PR #15201, opened 2020-08-18
Improve httpClient docs on SSL cert verification

FedericoCeratto:
Clarify that cert verification is enabled by default after CVE-2021-29495
Add example and usage instructions.

### DIFF
--- a/lib/pure/httpclient.nim
+++ b/lib/pure/httpclient.nim
@@ -115,7 +115,7 @@
 ##
 ## SSL/TLS support
 ## ===============
-## This requires the OpenSSL library, fortunately it's widely used and installed
+## This requires the OpenSSL library. Fortunately it's widely used and installed
 ## on many operating systems. httpclient will use SSL automatically if you give
 ## any of the functions a url with the `https` schema, for example:
 ## `https://github.com/`.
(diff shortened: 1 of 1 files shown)


lib/pure/httpclient.nim
```diff
@@ -129,6 +129,17 @@
 ## A set of directories and files from the `ssl_certs <ssl_certs.html>`_
 ## module are scanned to locate CA certificates.
 ##
+## .. code-block:: Nim
```
dom96, line 133: Please write a little blurb to introduce this example, otherwise it's just an example without any context.

lib/pure/httpclient.nim
```diff
@@ -129,6 +129,17 @@
...
+##    import httpclient
+##    var client = newHttpClient(sslContext=newContext(verifyMode=CVerifyPeer))
+##
+## There are three options for verify mode:
+## ``CVerifyNone``: certificates are not verified;
+## ``CVerifyPeer``: certificates are verified;
+## ``CVerifyPeerUseEnvVars``: certificates are verified and the optional
+## environment variables SSL_CERT_FILE and SSL_CERT_DIR are also used to
+## locate certificates
```
dom96:
```suggestion
##   * ``CVerifyNone``: certificates are not verified;
##   * ``CVerifyPeer``: certificates are verified;
##   * ``CVerifyPeerUseEnvVars``: certificates are verified and the optional
##     environment variables SSL_CERT_FILE and SSL_CERT_DIR are also used to
##     locate certificates
```

dom96 (changes requested):

lib/pure/httpclient.nim
FedericoCeratto: Done

PR #15206, opened 2020-08-20
Added more SSL documentation to `net` module.

JohnAD:
As promised on the Nim forum, here is a little bit more documentation to guide to the new user on how to make an non-async SSL connection via the `net` module. This includes a simple example and a notice on the version of `connect` that does not support SSL to use the other `connect` procedure.

### DIFF
--- a/lib/pure/net.nim
+++ b/lib/pure/net.nim
@@ -1954,7 +1954,8 @@ proc connect*(socket: Socket, address: string, port = Port(0),
   ## the connection to the server to be made.
   ##
   ## **Warning:** This procedure appears to be broken for SSL connections as of
-  ## Nim v1.0.2. Consider using the other `connect` procedure.
+  ## Nim v1.0.2. Consider using the other `connect` procedure. See
+  ## https://github.com/nim-lang/Nim/issues/15215 for more info.
   socket.fd.setBlocking(false)
 
   socket.connectAsync(address, port, socket.domain)
--- a/lib/pure/net.nim
+++ b/lib/pure/net.nim
@@ -38,7 +38,7 @@
 ##   var socket = newSocket()
 ##   socket.connect("google.com", Port(80))
 ##
-## For SSL, use the next example.
+## For SSL, use the following example (and make sure to compile with ``-d:ssl``):
 ##
 ## .. code-block:: Nim
 ##   var socket = newSocket()
--- a/lib/pure/net.nim
+++ b/lib/pure/net.nim
@@ -20,7 +20,8 @@
 ## ====
 ##
 ## In order to use the SSL procedures defined in this module, you will need to
-## compile your application with the ``-d:ssl`` flag.
+## compile your application with the ``-d:ssl`` flag. See the `newContext`
+## procedure for additional details.
 ##
 ## Examples
 ## ========
@@ -36,8 +37,16 @@
 ##   var socket = newSocket()
 ##   socket.connect("google.com", Port(80))
 ##
+## For SSL, use the next example.
+##
+## .. code-block:: Nim
+##   var socket = newSocket()
+##   var ctx = newContext()
+##   wrapSocket(ctx, socket)
+##   socket.connect("google.com", Port(443))
+##
 ## UDP is a connectionless protocol, so UDP sockets don't have to explicitly
-## call the ``connect`` procedure. They can simply start sending data
+## call the `connect` procedure. They can simply start sending data
 ## immediately.
 ##
 ## .. code-block:: Nim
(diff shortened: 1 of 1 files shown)


lib/pure/net.nim
```diff
@@ -36,8 +37,16 @@
...
+##
+## .. code-block:: Nim
+##   var socket = newSocket()
+##   var ctx = newContext()
+##   wrapSocket(ctx, socket)
+##   socket.connect("google.com", Port(443))
+##
 ## UDP is a connectionless protocol, so UDP sockets don't have to explicitly
-## call the ``connect`` procedure. They can simply start sending data
+## call the `connect` procedure. They can simply start sending data
```
Varriount: Doesn't this need 2 backticks? Otherwise it's just indented.

Varriount (changes requested):

lib/pure/net.nim
alaviss: Nim doc uses a RST/MD hybrid parser that can handle this, though it'd be better to link to the `proc` directly instead.

JohnAD: I used single backticks to comply with the Contributor Guidelines. As suggested I changed the `connect` and `newContext` references to internal links.

lib/pure/net.nim
```diff
@@ -36,9 +38,17 @@
...
+## .. code-block:: Nim
+##   var socket = newSocket()
+##   var ctx = newContext()
+##   wrapSocket(ctx, socket)
+##   socket.connect("google.com", Port(443))
+##
 ## UDP is a connectionless protocol, so UDP sockets don't have to explicitly
-## call the ``connect`` procedure. They can simply start sending data
-## immediately.
+## call the `connect<net.html#connect%2CSocket%2Cstring>`_ procedure. They can
```
alaviss:
```suggestion
## call the `connect <net.html#connect%2CSocket%2Cstring>`_ procedure. They can
```

Very minor styling change.

We might also want to note that on certain systems (at the very least most POSIX systems), `connect` can be used to bound UDP sockets to a peer, and which will cause all `send/recv` commands after to send/receive only to/from that peer. I've not verified whether this behavior also apply to Nim's `Socket`, so please verify before adding this into the documentation.

lib/pure/net.nim
```diff
@@ -20,7 +20,9 @@
 ## ====
 ##
 ## In order to use the SSL procedures defined in this module, you will need to
-## compile your application with the ``-d:ssl`` flag.
+## compile your application with the ``-d:ssl`` flag. See the
+## `newContext<net.html#newContext%2Cstring%2Cstring%2Cstring%2Cstring>`_
```
dom96: This doesn't lead anywhere: https://nim-lang.org/docs/net.html#newContext%2Cstring%2Cstring%2Cstring%2Cstring

lib/pure/net.nim
```diff
@@ -36,9 +38,17 @@
 ##   var socket = newSocket()
 ##   socket.connect("google.com", Port(80))
 ##
+## For SSL, use the next example.
```
dom96:
```suggestion
## For SSL, use the following example (and make sure to compile with ``-d:ssl``):
```

lib/pure/net.nim
```diff
@@ -1942,6 +1952,9 @@ proc connect*(socket: Socket, address: string, port = Port(0),
   ##
   ## The ``timeout`` parameter specifies the time in milliseconds to allow for
   ## the connection to the server to be made.
+  ##
+  ## Do not use this version of `connect` for an SSL socket. Instead use the
+  ## version with no `timeout` parameter.
```
dom96: Why?

dom96 (changes requested):

FedericoCeratto:
Related to #15201

lib/pure/net.nim
JohnAD: Not sure yet. The other `connect` is clearly marked as working with SSL and this one specifically is not. And this one creates an SSL handshake error; both in current nim and, from testing, in past versions including 1.0.2 (at least on linux.)

https://forum.nim-lang.org/t/6686#41559

lib/pure/net.nim
JohnAD: Odd. It worked on my local machine. I suspect there was a compiler change at some point for the number of parameters used in `doc` anchor generation. I will fix it manually.

lib/pure/net.nim
dom96: This one does however have code that is SSL specific. Please create an issue and change this comment to include a link to that issue. Something like "\*\*Warning:\*\* This procedure appears to be broken for SSL connections as of Nim v1.0.2. See issue https://.... for more info"

JohnAD: Done. Thanks!

PR #15211, opened 2020-08-22
fix some issues overloading with generics and inheritance

jcosborn:


compiler/sigmatch.nim
```diff
@@ -296,6 +317,9 @@ proc cmpCandidates*(a, b: TCandidate): int =
   # the other way round because of other semantics:
   result = b.inheritancePenalty - a.inheritancePenalty
   if result != 0: return
+  # check for generic subclass relation
+  result = checkGeneric(a, b)
```
Araq, line 321: Please outline why the simple counting approach that ``sumGeneric`` currently implements does not suffice for generic inheritance.

jcosborn: Currently `sumGeneric` favors `Bar[bool or int]` over either `Bar[int]` or `Bar[T]`.  That could be fixed to favor `Bar[int]`, but it couldn't really distinguish between `Bar[bool or int]` and `Bar[T]`.  Also it can easily be fooled with aliases like `type Id[T]=T` so that `Bar[Id[T]]` would win over `Bar[T]` even though they are really equivalent.  Fixing that would require more work.  In the end it seemed that just using `typeRel` would solve all of these issues and be the more robust solution.

Araq: I fear potential wasteful or infinite recursions. Can't we have some specialized code dealing with this problem?

jcosborn: `sumGeneric` isn't called from `typeRel`, so I don't think infinite recursion is possible.  We need to directly compare the two constraints, so some form of `typeRel` is needed.  I'm not sure how much could be removed and still work correctly.  If you are worried about the performance, we could try splitting out some of the most common cases from `typeRel` and make them callable directly or from within `typeRel` so that they can be reused, or maybe just make common paths in `typeRel` faster.  I'm wary of duplicating it since that just makes more code to debug later (there are several more bugs in generics that still need to be fixed).  I'd prefer to start with something that is as correct as possible before trying to optimize it too much.

Araq: Alright.

Clyybber: With this PR https://play.nim-lang.org/#ix=2vwQ hits an infinite recursion.

jcosborn: This should be fixed by #15241.

PR #15222, opened 2020-08-24
fix in doc: incomplete output

tiye:
According to https://github.com/nim-lang/Nim/commit/b40a637fac1334339c260951d0dd3fa3682de476#r41709236 .

### DIFF
--- a/lib/pure/collections/tables.nim
+++ b/lib/pure/collections/tables.nim
@@ -131,7 +131,7 @@
 ##   let myString = "abracadabra"
 ##   let letterFrequencies = toCountTable(myString)
 ##   echo letterFrequencies
-##   # 'a': 5, 'b': 2, 'c': 1, 'd': 1, 'r': 2}
+##   # output: {'a': 5, 'b': 2, 'c': 1, 'd': 1, 'r': 2}
 ##
 ## The same could have been achieved by manually iterating over a container
 ## and increasing each key's value with `inc proc


narimiran:
Other examples are the same as a pre-PR version. I don't understand why only this example should be changed.

Adding just the missing `{` should be enough.

tiye:
my original comment was to ask if we missed the `{` in the doc https://github.com/nim-lang/Nim/commit/b40a637fac1334339c260951d0dd3fa3682de476#r41709236 . I was not sure if I need to create this PR... was that by indention?...


https://nim-lang.org/docs/tables.html#basic-usage-counttable
image

ringabout:
But another `countTable` example after this used `# output: {'a': 5, 'b': 2, 'c': 1, 'd': 1, 'r': 2} `

https://github.com/nim-lang/Nim/blob/07d82b5cc4b7ba177de43a3eb46c7c645930421a/lib/pure/collections/tables.nim#L148

lib/pure/collections/tables.nim
```diff
@@ -131,7 +131,7 @@
 ##   let myString = "abracadabra"
 ##   let letterFrequencies = toCountTable(myString)
 ##   echo letterFrequencies
-##   # 'a': 5, 'b': 2, 'c': 1, 'd': 1, 'r': 2}
+##   # output: { 'a': 5, 'b': 2, 'c': 1, 'd': 1, 'r': 2}
```
ringabout: One extra space， should be `{'a': 5, 'b': 2, 'c': 1, 'd': 1, 'r': 2}`
like this: https://github.com/nim-lang/Nim/blob/07d82b5cc4b7ba177de43a3eb46c7c645930421a/lib/pure/collections/tables.nim#L148

tiye: going to force push...

(...pushed)

PR #15226, opened 2020-08-25
Add eopkg to package manager list

rocket111185:
Added 2 lines in order to avoid mistake in package manager detecting (otherwise it detects Solus package manager as "pkg" [Solaris])


Varriount:
Is this merging into the correct branch? As far as I know, devel is what PRs are normally merged into.

Araq:
It is not the correct branch indeed.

- - -

_Activity_:
Taking the entries as a whole, work out how many lines contain the string "alaviss". Respond with only the number.

_Result for this task_:
2